Palavras-chave: Brasil, Literatura, Geologia, Divulgação das
geociências.
Abstract: In the middle of the nineteenth century, even before the
establishment of the first courses on Mining and Geology in Brazil,
Machado de Assis, so called the Brazil’s Number One Author, proved
to be an enthusiast on geology. From 1873 to the early 1900’s, the
author’s novels and tales show a dozen of references to geological
and mineralogical subjects, as well as on physics, astronomy and
other natural sciences. Machado de Assis was, perhaps, the first
author using the term alluvium with the meaning of great amount of
“During this time the poet was taking an alluvium of paper out of his
pocket”, (Midnight Tales, 1873). While many authors have a restrict
knowledge on minerals and gems, Machado de Assis does not restrict
himself to mentioning just the classic diamonds, emeralds and rubies.
In his works we can easily find abundant reference to less common
minerals in literature such as opals, garnet and adular moonstone. It
is so beautiful the way he reinforces sapphire as a mineral instead of
the commonest reference as precious stone “… where the robe was
closed by a small brooch of sapphire. A button of the same mineral
closed in each wrist the narrow sleeves” (The hand and the glove,
1887). In many other novels, Machado de Assis exhibits his erudition
on mineralogy and geology, but none like in Assis’ bestseller, The
posthumous memoirs of Bras Cubas (1881), where he compares Mr.

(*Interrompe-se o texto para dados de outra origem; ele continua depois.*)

PR #2063, opened 2020-10-01
Precompilation: detect and suspend precomp for circular deps

ianshmean:
Circular deps could deadlock the parallel `Pkg.precompile` process, which may be what was happening in #2057 

This adds a lightweight check to detect and suspend any circular deps within the full dep tree (not just first level, as in the case below)
Warnings are only printed only during  explicit `pkg> precompile` calls, not when `precompile` is automatically called.

These new checks added ~0.006 seconds in my case, for an environment with 333 dependencies in the manifest, which was insignificant even in the no-op case.

```
(@v1.6) pkg> precompile
┌ Warning: Circular dependency detected. Precompilation skipped for CircularDep2 [206312f7-dc9c-4d80-acd8-43a486edfa59]
└ @ Pkg.API ~/Documents/GitHub/Pkg.jl/src/API.jl:959
┌ Warning: Circular dependency detected. Precompilation skipped for CircularDep1 [5f60ae3d-344a-4690-ba7b-6488d0e2fe2e]
└ @ Pkg.API ~/Documents/GitHub/Pkg.jl/src/API.jl:959
Precompiling project...
[ Info: Precompiling Roots [f2b01f46-fcfa-551c-844a-d8ac1e96c665]
[ Info: Precompiling Opus_jll [91d4177d-7536-5919-b921-800302f37372]
[ Info: Precompiling CEnum [fa961155-64e5-5f13-b03f-caf6b980ea82]
[ Info: Precompiling IniFile [83e8ac13-25f8-5344-8a64-a9f2b223428f]
...
```

### DIFF
--- a/src/API.jl
+++ b/src/API.jl
@@ -937,13 +937,27 @@ function precompile(ctx::Context; internal_call::Bool=false)
             Base.PkgId(last(x), first(x)) 
             for x in ctx.env.project.deps if !Base.in_sysimage(Base.PkgId(last(x), first(x)))
         ]
-    end    
+    end
     
     was_processed = Dict{Base.PkgId,Base.Event}()
     was_recompiled = Dict{Base.PkgId,Bool}()
     for pkgid in keys(depsmap)
         was_processed[pkgid] = Base.Event()
         was_recompiled[pkgid] = false
+    end
+    
+    # guarding against circular deps
+    function in_deps(pkg, deps, dmap)
+        length(deps) == 0 && return false
+        pkg in deps && return true
+        return any(map(dep->in_deps(pkg, dmap[dep], dmap), deps))
+    end
+    for (pkg, deps) in depsmap
+        if in_deps(pkg, deps, depsmap)
+            notify(was_processed[pkg])
+            Operations.precomp_suspend!(pkg)
+            !internal_call && @warn "Circular dependency detected. Precompilation skipped for $pkg"
+        end
     end
     
     print_lock = stdout isa Base.LibuvStream ? stdout.lock : ReentrantLock()
--- a/src/API.jl
+++ b/src/API.jl
@@ -950,7 +950,7 @@ function precompile(ctx::Context; internal_call::Bool=false)
     function in_deps(pkg, deps, dmap)
         isempty(deps) && return false
         pkg in deps && return true
-        return any(map(dep->in_deps(pkg, dmap[dep], dmap), deps))
+        return any(dep->in_deps(pkg, dmap[dep], dmap), deps)
     end
     for (pkg, deps) in depsmap
         if in_deps(pkg, deps, depsmap)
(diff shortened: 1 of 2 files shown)


src/API.jl
```diff
@@ -946,6 +946,20 @@ function precompile(ctx::Context; internal_call::Bool=false)
         was_recompiled[pkgid] = false
     end
     
+    # guarding against circular deps
+    function in_deps(pkg, deps, dmap)
+        length(deps) == 0 && return false
```
oxinabox, line 951:
```suggestion
        isempty(deps)  && return false
```

tkf:
Can we have an MWE for #2057 as a regression test?

src/API.jl
```diff
@@ -946,6 +946,20 @@ function precompile(ctx::Context; internal_call::Bool=false)
...
+        pkg in deps && return true
+        return any(map(dep->in_deps(pkg, dmap[dep], dmap), deps))
```
oxinabox, line 953:
```suggestion
        return any(dep->in_deps(pkg, dmap[dep], dmap)
```

src/API.jl
```diff
@@ -946,6 +946,20 @@ function precompile(ctx::Context; internal_call::Bool=false)
...
+    end
+    for (pkg, deps) in depsmap
+        if in_deps(pkg, deps, depsmap)
+            notify(was_processed[pkg])
+            Operations.precomp_suspend!(pkg)
+            !internal_call && @warn "Circular dependency detected. Precompilation skipped for $pkg"
```
oxinabox, line 959: Should pkg be interpolated or should it be a log message argument?
In general I am never clear on that.
It seems unlikely someone will be using va structured log consumer with Pkg, but. Idk, may a Pkg graphical front-enf might be made

src/API.jl
ianshmean: This suggestion doesn't seem right, and I'm not sure how to fix it.. 🤔

ianshmean:
> Can we have an MWE for #2057 as a regression test?

I'm only hypothesizing that circular deps are the culpret in #2057, as I can't figure out another way it would happen.
@timholy do you still have the same environment set up? Could you try this PR?

I've added precompile tests for circular deps, and for a normal environment

src/API.jl
fredrikekre:
```suggestion
        return any(dep->in_deps(pkg, dmap[dep], dmap), deps)
```

oxinabox: sorry yeah, i was on my phone

ianshmean: Ah, of course. Thanks

timholy:
I'm kicking myself for not saving my Project and Manifest. I tried recreating it on a vanilla master and couldn't get back to the state that caused it. Sorry!

src/API.jl
ianshmean: I don't think I'm the person to answer this. Should it hold up merge?

ianshmean:
No worries, who'd want to keep a broken environment around anyway..

I think given the minimal impact of this circular dep check we should proceed with this and watch out for issues.

We could leave #2057 open for now

ianshmean:
CI has got confused. It's actually all green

Lobo Neves’ character with the rock resistance to weathering
processes: “… yes, those layers of character, that life changes,
preserves or dissolves according to their resistance”. This paper
presents a number of Machado de Assis’ references to geological
subjects and tries to answer an intriguing question: Where does his
geological culture come from?.
Keywords: Brazil, Literature, Geology, Promoting geosciences.
1
CPRM-Serviço Geológico do Brasil.
E-mail: [email protected]
1. A descoberta
Machado de Assis foi um escritor fantástico; sua erudição
e versatilidade levaram- no a abordar as mais variadas
facetas do comportamento e do conhecimento humanos ao
longo dos seus 53 anos de produção literária. Passados
mais de cem anos de seu falecimento, sua obra continua
ainda uma fértil fonte de estudos, dando ensejo a mais de
150 monografias – Dissertações de Mestrado e Teses de
Doutoramento – defendidas no Brasil e no exterior.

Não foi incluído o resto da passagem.